We have reduced the shoulder tap and the “call a friend” for support, (shadow IT) and created a single point of contact (SPOC) to provide service to our end users. We have separated our incidents from our requests and continue to grow our Service Catalog by building workflows to reduce emails and manual processes. Our workflow assigns requests to the IT support group who fulfills the request bypassing our Service Desk, which expedites the resolution time. We also produce metric dashboards for our go live implementations so our team can see the impact of roll outs and adapt.
On every project or change there are always lessons learned. Here are a few that resulted from this implementation:
• Obtain the right people in advance, include more decision makers and use the focus groups and end users to your advantage, don’t work in a bubble.
• Network with your peers in your industry to hear about their success and lessons learned. Do your research and work with best practices.

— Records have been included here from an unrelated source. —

Issue #4663, opened 2025-12-30
Deduplicate toolchains, components and/or artifacts


rami3l:
### Problem you are trying to solve

It happens from time to time that the user gets confused about why `rustup toolchain install stable`, `rustup toolchain install 1.92` and `rustup toolchain install 1.92.0` require separate and duplicate/redundant downloads when they are essentially the same thing (given that the current stable is `1.92.0`).

Such reports include:
- #555
- https://github.com/rust-lang/rustup/issues/1974
- https://github.com/rust-lang/rustup/issues/1366
- https://github.com/rust-lang/rustup/issues/2617

The status quo is very well explained in the quote below:

> Firstly, 1.70 and 1.70.0 are not the same toolchain. They might be on a given date, but once 1.70.1 releases, they are not.
> 
> Secondly, the installed components are currently defined as separate for each toolchain; adding a component that isn't expected might be strange and conceivable a bug for some developers - and turning minor versions into symlinks to concrete versions will have that effect, as you would no longer have separate component lists.
_https://github.com/rust-lang/rustup/issues/1366#issuecomment-1633065070_

In short, `1.92.0` is a "fixed target" that will always be pointing to that very version of the toolchain, but the other two are "moving target"s: `1.92` will be upgradable to any later `1.92.*`, and `stable` to any later stable. These toolchains are logically separated and I have no intentions to change that, but physically this separation is not an absolute must.

### Solution you'd like

A potential solution is to borrow from [PNPM](https://pnpm.io/faq#does-it-work-on-windows) and use hard links or junctions that reference a user-global artifact pool. This might have some interesting interactions with multiple proposals, e.g.
- #3937 
- #731 
- #4636

Another choice could be providing a user-global component (or even toolchain) pool instead of an artifact pool, depending on the flexibility we'd like to achieve.

I personally think choosing the toolchain pool is a bad idea since it turns out sometimes multiple toolchains share the same component esp. when they are not updated.

daniel-pfeiffer:
I have also been annoyed that a project with a `rust-toolchain.toml` reinstalled the same one under a different name. It’s a waste of network bandwidth (which some people pay per volume,) download time and disk space!

[...]

PR #4965, opened 2026-07-20
feat(dist): stage fresh toolchains before atomic publication

cachebag:
This PR implements the second step of the plan discussed in #4663 (details in my [design notes](https://hackmd.io/H9-IA2oFTgmcjVbreOFSuw)), addressing #4400 and #4724 for fresh installs.

The idea is that a fresh toolchain now builds in its own "staging" directory and is then published to `toolchains/<name>` with a same-filesystem rename, with the update hash only being written after publication. In the case of an interrupted install, this means no partial toolchain is left behind and a retry always works. The stage itself lives at a deterministic per-toolchain path guarded by an OS-released file lock, so an abandoned stage gets reclaimed by the next install instead of accumulating, and a concurrent install of the same toolchain fails fast instead of racing.

Updates still modify toolchains in place, and blocking instead of failing is deferred to the locking work in #988.

cc @rami3l

### DIFF
--- a/src/install.rs
+++ b/src/install.rs
@@ -1,9 +1,13 @@
 //! Installation and upgrade of both distribution-managed and local
 //! toolchains
-use std::path::{Path, PathBuf};
+use std::{
+    ffi::OsString,
+    fs,
+    path::{Path, PathBuf},
+};
 
-use anyhow::Result;
-use tracing::debug;
+use anyhow::{Context, Result, bail};
+use tracing::{debug, warn};
 
 use crate::{
     config::Cfg,
@@ -53,8 +57,9 @@ impl InstallMethod<'_, '_> {
             _ => debug!("updating existing install for '{}'", self.dest_basename()),
         }
 
-        debug!("toolchain directory: {}", self.dest_path().display());
-        let updated = self.run(&self.dest_path(), manifest).await?;
+        let destination = self.dest_path();
+        debug!("toolchain directory: {}", destination.display());
+        let updated = self.run(&destination, manifest).await?;
 
         let status = match updated {
             false => {
@@ -102,16 +107,50 @@ impl InstallMethod<'_, '_> {
                 utils::symlink_dir(src, path)?;
                 Ok(true)
             }
-            InstallMethod::Dist(opts) => {
+            // Updates modify the published toolchain in place.
+            InstallMethod::Dist(opts) if opts.exists => {
                 let prefix = &InstallPrefix::from(path.to_owned());
-                let maybe_new_hash = opts.install_into(prefix, manifest).await?;
-
-                if let Some(hash) = maybe_new_hash {
-                    utils::write_file("update hash", &opts.update_hash, &hash)?;
-                    Ok(true)
-                } else {
-                    Ok(false)
+                match opts
+                    .install_into(prefix, &opts.update_hash, manifest)
+                    .await?
+                {
+                    Some(hash) => {
+                        utils::write_file("update hash", &opts.update_hash, &hash)?;
+                        Ok(true)
+                    }
+                    None => Ok(false),
                 }
+            }
+            // A fresh toolchain is constructed under a private stage and only
+            // published once complete, so that an interruption can never
+            // leave a partial toolchain behind at a selectable path.
+            InstallMethod::Dist(opts) => {
+                let staging = StagedToolchain::new(path)?;
+                let prefix = InstallPrefix::from(staging.prefix.to_owned());
+                // A stray alias-scoped update hash (e.g. left behind by an
+                // interrupted uninstall) is deliberately ignored rather than
+                // removed: the staged install only ever reads the
+                // staging-local hash, and the alias-scoped one is rewritten
+                // after publication.
+                let staging_hash = staging.update_hash();
+                let Some(hash) = opts.install_into(&prefix, &staging_hash, manifest).await? else {
+                    return Ok(false);
+                };
+
+                #[cfg(feature = "test")]
+                opts.cfg
+                    .process
+                    .checkpoint(CHECKPOINT_INSTALL_BEFORE_PUBLISH);
+
+                staging.publish(path)?;
+
+                #[cfg(feature = "test")]
+                opts.cfg
+                    .process
+                    .checkpoint(CHECKPOINT_INSTALL_AFTER_PUBLISH);
+
+                utils::write_file("update hash", &opts.update_hash, &hash)?;
+                Ok(true)
             }
         }
     }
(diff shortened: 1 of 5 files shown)


tests/suite/cli_crash.rs
```diff
@@ -1,19 +1,178 @@
...
+    let command = cx.config.cmd("rustup", ["update", "nightly"]);
+    let status = cx.kill_at_checkpoint(command, BEFORE_METADATA);
+    assert!(!status.success());
+
+    assert_completes_successfully(cx.config.cmd("rustup", ["update", "nightly"]));
+
+    assert_nightly_is_complete(&cx).await;
 }
+
+const BEFORE_METADATA: &str = "manifestation-update-before-metadata";
```
rami3l: Nit: It looks like those constants are not fully reused. Try moving them to the specific module instead of just under `./tests` (there is an existing example already).

src/install.rs
```diff
@@ -13,6 +17,61 @@ use crate::{
     utils,
 };
 
+#[cfg(feature = "test")]
+use crate::test::checkpoint;
+
+impl StagedToolchain {
```
rami3l, line 30: Nit: Logically `impl` blocks should follow the type declaration.

src/install.rs
```diff
@@ -116,6 +183,43 @@ impl InstallMethod<'_, '_> {
         }
     }
 
+    async fn run_staged_dist(
```
rami3l: Maybe inline this into `.run()`?

tests/suite/cli_crash.rs
```diff
@@ -163,16 +213,13 @@ async fn interrupted_update_can_be_retried() {
...
+        ["rustup", "update", "nightly"],
+    );
     assert!(!status.success());
 
     assert_completes_successfully(cx.config.cmd("rustup", ["update", "nightly"]));
 
     assert_nightly_is_complete(&cx).await;
 }
-
-const BEFORE_METADATA: &str = "manifestation-update-before-metadata";
```
rami3l: Prevent back-and-forth in a single PR; reorganize the history so that each new change are as close to the place at the end of this PR as possible.

src/install.rs
```diff
@@ -13,6 +16,102 @@ use crate::{
...
 
+impl StagedToolchain {
+    fn new(destination: &Path) -> Result<Self> {
+        let parent = destination
+            .parent()
+            .expect("toolchain destination must have a parent");
+        let name = destination
+            .file_name()
+            .and_then(|name| name.to_str())
+            .expect("toolchain destination must have a UTF-8 base name");
```
rami3l: I think here `name` being a path segment can safely stay as `OsStr[ing]`, there seems to be no need to convert it to a native string?.

rami3l (commented):
Thanks!

I have a question though: If I understand it correctly, we are performing the final stage of the installation in an isolated path under `toolchain/` in this case (so no indirection WRT the actual toolchain), how can this evolve into the A/B partitioning scheme as we have previously discussed?

*[View changes since this review](https://triagebot.infra.rust-lang.org/gh-changes-since/rust-lang/rustup/4965/ac3ea6c48573b8cd1ee1ba0cd91669ec2608f2dd..5553723d464814c1c15ea1df47ee93c788296e27)*

cachebag:
> If I understand it correctly, we are performing the final stage of the installation in an isolated path under toolchain/ in this case (so no indirection WRT the actual toolchain), how can this evolve into the A/B partitioning scheme as we have previously discussed?

@rami3l 
For a fresh install there is no "A" side to keep alive, so atomically renaming the finished directory to `toolchains/<name>` is observably the same as flipping a reference there: you go from nothing to a complete toolchain in one step. This is the special case you pointed out in #4724.

IMO, this PR builds the half of A/B that will be invariable for us in the near future: the complete "B" side is constructed in an isolated stage, alias-scoped metadata isn't touched until the commit point, there is exactly one atomic publication operation, and the stage is owned through a crash-released lock so an abandoned B side gets reclaimed. The only thing that changes when we introduce real A/B is the body of `StagedToolchain::publish()`: instead of `rename(stage -> toolchains/<name>)` it becomes `rename(stage -> heap/<object>)` followed by an atomic reference flip at `toolchains/<name>`. 

Does that make sense?

rami3l:
> IMO, this PR builds the half of A/B that will be invariable for us in the near future: the complete "B" side is constructed in an isolated stage, alias-scoped metadata isn't touched until the commit point, there is exactly one atomic publication operation, and the stage is owned through a crash-released lock so an abandoned B side gets reclaimed. The only thing that changes when we introduce real A/B is the body of `StagedToolchain::publish()`: instead of `rename(stage -> toolchains/<name>)` it becomes `rename(stage -> heap/<object>)` followed by an atomic reference flip at `toolchains/<name>`.
> 
> Does that make sense?

@cachebag Yup, that makes perfect sense, thanks :)

I largely agree with your direction here. I'll just need to evaluate whether it fits into the overall plan to see if we can finally merge this, many thanks in advance for your patience 🙏

src/install.rs
```diff
@@ -13,6 +17,114 @@ use crate::{
     utils,
 };
 
+/// A fresh toolchain being constructed in a private staging directory,
+/// invisible to toolchain enumeration until it is published.
```
djc: Nit: docstrings should start with a single-line sentence, as explained in the style guide (as part of the dev guide).

*[View changes since the review](https://triagebot.infra.rust-lang.org/gh-changes-since/rust-lang/rustup/4965/46035eb95a3db74ed0ac6d065be749a363923a9d..18db95f4ca5226cea75bcb4eb94a3e25f161a908)*

src/install.rs
```diff
@@ -13,6 +17,114 @@ use crate::{
...
+struct StagedToolchain {
+    root: PathBuf,
+    prefix: PathBuf,
+    /// Exclusive lock marking the stage as owned by a live process; `None`
+    /// only while dropping.
```
djc: Nit: same here.

*[View changes since the review](https://triagebot.infra.rust-lang.org/gh-changes-since/rust-lang/rustup/4965/46035eb95a3db74ed0ac6d065be749a363923a9d..18db95f4ca5226cea75bcb4eb94a3e25f161a908)*

src/install.rs
```diff
@@ -13,6 +17,114 @@ use crate::{
     utils,
 };
 
+/// A fresh toolchain being constructed in a private staging directory,
+/// invisible to toolchain enumeration until it is published.
+struct StagedToolchain {
```
djc: Per the style guide, this type should appear below its users.

Please read the style guide again and try to keep it in mind/self-review.

*[View changes since the review](https://triagebot.infra.rust-lang.org/gh-changes-since/rust-lang/rustup/4965/46035eb95a3db74ed0ac6d065be749a363923a9d..18db95f4ca5226cea75bcb4eb94a3e25f161a908)*

src/install.rs
```diff
@@ -13,6 +17,114 @@ use crate::{
...
+    fn prefix(&self) -> &Path {
+        &self.prefix
+    }
+
+    /// Path of the update hash tracked next to the stage. The hash under
+    /// `$RUSTUP_HOME/update-hashes` is alias-scoped metadata and must not be
+    /// touched before the staged toolchain is published.
+    fn update_hash(&self) -> PathBuf {
+        self.root.join(STAGING_HASH_FILE)
+    }
```
djc: Nit: this small helper function should appear below `publish()`.

*[View changes since the review](https://triagebot.infra.rust-lang.org/gh-changes-since/rust-lang/rustup/4965/46035eb95a3db74ed0ac6d065be749a363923a9d..18db95f4ca5226cea75bcb4eb94a3e25f161a908)*

src/install.rs
```diff
@@ -13,6 +17,114 @@ use crate::{
...
+        Ok(Self {
+            root,
+            prefix,
+            lock: Some(lock),
+        })
+    }
+
+    fn prefix(&self) -> &Path {
+        &self.prefix
+    }
```
djc: Nit: this helper seems superfluous.

*[View changes since the review](https://triagebot.infra.rust-lang.org/gh-changes-since/rust-lang/rustup/4965/46035eb95a3db74ed0ac6d065be749a363923a9d..18db95f4ca5226cea75bcb4eb94a3e25f161a908)*

src/install.rs
```diff
@@ -102,16 +215,49 @@ impl InstallMethod<'_, '_> {
...
+            // Updates modify the published toolchain in place.
+            InstallMethod::Dist(opts) if opts.exists => {
                 let prefix = &InstallPrefix::from(path.to_owned());
-                let maybe_new_hash = opts.install_into(prefix, manifest).await?;
+                let Some(hash) = opts
+                    .install_into(prefix, &opts.update_hash, manifest)
+                    .await?
+                else {
+                    return Ok(false);
+                };
```
djc: Nit: avoid stylistic changes in a larger commit with a bunch of functional changes.

*[View changes since the review](https://triagebot.infra.rust-lang.org/gh-changes-since/rust-lang/rustup/4965/46035eb95a3db74ed0ac6d065be749a363923a9d..18db95f4ca5226cea75bcb4eb94a3e25f161a908)*

rami3l:
@cachebag Thanks for the work! I'll take care of the merging of your commits in my in-repo PoC from now on, so switching this to draft to prevent merging accidentally 🙏

djc:
> @cachebag Thanks for the work! I'll take care of the merging of your commits in my in-repo PoC from now on, so switching this to draft to prevent merging accidentally 🙏

In the spirit of digesting changes in smaller chunks, might it still make sense to get this merged separately from your PoC?

rami3l:
> > @cachebag Thanks for the work! I'll take care of the merging of your commits in my in-repo PoC from now on, so switching this to draft to prevent merging accidentally 🙏
> 
> In the spirit of digesting changes in smaller chunks, might it still make sense to get this merged separately from your PoC?

@djc Yes, but this PR has already made one design decision, namely the concrete directory of the on-disk staging area. Later on this staging area will be reused by all kinds of other transactions, so IMHO it's still a bit early to fix it right now. Also, there is the problem of the API design regarding the whole transaction: for me right now it is hard to say whether this is the right shape that we can safely extend other features on, although that'd be much clearer shortly.

Finally, as you have mentioned, this is a very digestible piece of change, so I'm expecting to base my future changes on top of this patch (maybe do a bit of small changes) and ship in small batches. Otherwise there is no point in reviewing this PR in the first place 🙏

• Gather and document requirements and stay as much as possible with “Out of the Box” workflows. Configure always over customization.
• Out of the Box solutions may not always work for your organization so adapt as best as possible.
• Find the correct balance between your current process and how the tool works. Be willing to make process changes to take advantage of the tool.
We are proud to say that one year after we implemented our ITSM tool, we can answer “YES” to 6 out of the 7 questions, and we continue to grow in delivering IT services. The one question we are still working on is about predefined service levels.
For any transformation attempt, key focus must be placed on communication and organizational change. As we continue to move forward in our journey, we continue to learn many valuable lessons and have adapted to the needs of our organization. We continue to grow the tool and implement additional ITIL processes to increase our maturity in delivering superior customer service and support.